PARIS (Reuters) - Europe's first gay and lesbian-friendly mosque opens on Friday in an eastern Paris suburb, in a challenge to mainstream Islam's long tradition of condemning same-sex relationships.
The mosque, set up in a small room inside the house of a Buddhist monk, will welcome transgender and transsexual Muslims and seat men and women together, breaking with another custom where the sexes are normally segregated during prayer.
Its founder, French-Algerian gay activist and practicing Muslim Ludovic-Mohamed Zahed, will also encourage women to lead Friday prayers, smashing yet another taboo.
"It's a radically inclusive mosque. A mosque where people can come as they are," said Zahed, 35, whose prayer space will be the first in Europe to formally brand itself as a gay-friendly mosque, according to Muslim experts.
The mosque, which for now will be limited to Friday prayer sessions, is opening as religious leaders in France, including senior Muslims, are petitioning against plans by the Socialist government to legalize gay marriage.
"Being homosexual and Muslim is borderline schizophrenic," said one of three gay Muslims who will lead prayers at the mosque, whose floor-to-ceiling windows look out on a garden decorated with Buddhist symbols.
Zahed decided there was a need for a fixed gay-friendly prayer space as membership of his fledgling association "Homosexual Muslims of France" rose to 325 people from just six people when he founded it two years ago.
The prayer leader at Zahed's mosque said hostility to gays prompted many to quit the faith. "France sorely lacks a space like this," said the 38-year-old, asking not to be named.
Zahed's mosque is not supported by any formal Muslim institution and many imams in France oppose it. The Muslim world tends to be more hostile to homosexuality than Judaism or Christianity, where a few denominations welcome gays.
"We know that homosexual Muslims exist but opening a mosque is an aberration," said Abdallah Zekri, who monitors anti-Muslim attacks for France's Muslim council.
OUTSIDE THE COMMUNITY
Paris Mosque Rector Dalil Boubakeur told Reuters Zahed's project would stand "outside the community". "We do not point the finger at homosexuals, but we cannot give them credit to the point that they become recognized in our community," he said.
Some of the worshippers at the Grand Mosque, whose minaret towers over a quiet district in central Paris, agreed. Many interpret the Koran as forbidding homosexuality.
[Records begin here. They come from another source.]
PR #1495, opened 2025-08-02
Don't apply XPRate multiplier when bot is in group with real player

hermensbas:
No XP rate multiplier for bots when in group with real player.  Depending on the outcome of the tests, considering adding additional XP rate multiplier config setting for bot in groups with real player(s). In theory an additional custom multiplier should not be needed though.

additionally optimized the code path; cheap condition/checks first, expensive last.

See request: https://github.com/liyunfan1223/mod-playerbots/issues/1490

Expecting that the issue creator to test the change, until that time keeping the PR on draft.

### DIFF
--- a/src/Playerbots.cpp
+++ b/src/Playerbots.cpp
@@ -221,7 +221,7 @@ public:
         if (Group* group = player->GetGroup())
         {
             Player* leader = group->GetLeader();
-            if (leader != player)
+            if (leader && leader != player)
             {
                 if (PlayerbotAI* leaderBotAI = GET_PLAYERBOT_AI(leader))
                 {
--- a/src/Playerbots.cpp
+++ b/src/Playerbots.cpp
@@ -227,10 +227,10 @@ public:
             Player* leader = group->GetLeader();
             if (leader != player)
             {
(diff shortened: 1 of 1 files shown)


noisiver:
`considering adding additional XP rate multiplier config setting for bot in groups with real player(s)`

That shouldn't be necessary. The bots are affected by the experience multipliers in worldserver just like any player. If someone changes those rates they aren't required to change it for bots on top of that to get them the same rates as regular players.

That's why I think this is the best solution.

hermensbas:
> `considering adding additional XP rate multiplier config setting for bot in groups with real player(s)`
> 
> That shouldn't be necessary. The bots are affected by the experience multipliers in worldserver just like any player. If someone changes those rates they aren't required to change it for bots on top of that to get them the same rates as regular players.
> 
> That's why I think this is the best solution.

Agree, still waiting for this be tested with by @Mige5

hermensbas:
Seems to working on my end, but i need more verification. Only person i think off to test it, next to issue creator, is you @noisiver

hermensbas:
verified

Issue #1369, opened 2025-06-09
[Feature Request] Set bot level range that is allowed to login


NoxMax:
**Is your feature request related to a problem? Please describe.**
Set bot level range that is allowed to login, without having to edit min/max levels and then init bot.

**Describe the solution you'd like**
In the conf it would look like this:
```
# Minimum and maximum levels for randombots allowed to login
AiPlayerbot.RandomBotMinLoginLevel = 1
AiPlayerbot.RandomBotMaxLoginLevel = 80
```
or in this alternative format
```
# Range of levels for randombots allowed to login
AiPlayerbot.RandomBotLoginLevelRange = 1,80
```
Bonus is if there is also a check for **OnPlayerLevelChanged** so if a bot level goes out of the allowed login range, it gets logged out.

**Describe alternatives you've considered**
Editing 
```
AiPlayerbot.RandomBotMinLevel = 1
AiPlayerbot.RandomBotMaxLevel = 80
```
and then reinitializing the bots

**Additional context**
The main reason for this feature is if you want to select specific levels of which bots can login, without having to reinitialize bots, which might change levels for specific bots that you might not want altered. In this way however, no reinitializing is done, and only bots that are already at the desired range would be logged in.

hermensbas:
With all respect, i dont see the point of this feature. Other then adding more logic in a fragile init process. Just make sure you create the server  with the right config, if you wanna change the config then change it and re init the server/bots.

min/max should be equal bots level login/logout level, makes no sense to me to differiate between those. Maybe i am missing something?

NoxMax:
Well that's the whole point about init, to bypass it entirely in this situation. Not modify it.

Say you have 4000 bots in the database and they are more or less equally distributed b/w 1-80. You want to do something with just 50 bots at level 80. You have two options in that case:

1. Login all 4000 bots to the world just so those 50 bots at level 80 among them join in. But no init is needed.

"Prayer is a ritual. You can't decide how to do it, you have to do it the way Allah expects you to do it," said Soufiene, a 45-year-old computer scientist on his way out of prayers.
President Francois Hollande's plan to legalize gay marriage is proving highly divisive in a country that is mainly Catholic, though home also to 5 million Muslims, and is wrestling with the issue of whether gay couples should be able to raise children.
Zahed, who believes he is the first Muslim in France to be joined to a same-sex partner in a symbolic ceremony conducted by an imam, says gays or transsexuals who feel their sexuality is conspicuous can struggle to blend in at regular mosques.
While a handful of gay-friendly mosques now exist in Canada, South Africa and the United States, Zahed believes he is pushing a new boundary in France by providing a haven for gays.
"The goal of these Muslims is to promote a form of Islam that is inclusive of progressive values," said Florence Bergeaud-Blackler, an associate researcher at France's Research and Studies Institute on the Arab and Muslim World.
The push by gay Muslims for acceptance comes as a younger generation of Muslims is questioning some of the existing interpretations of the Koran as over-conservative.
"Even though they are still a extreme minority, their views have a solid theological basis. So their message is not having an insignificant impact," Bergeaud-Blackler said.
Zahed married his male partner, also a Muslim, in a civil ceremony in South Africa where same-sex marriage is legal.
Back in France, he found a sympathetic friend in a gay Buddhist monk who offered to host his mosque in his home.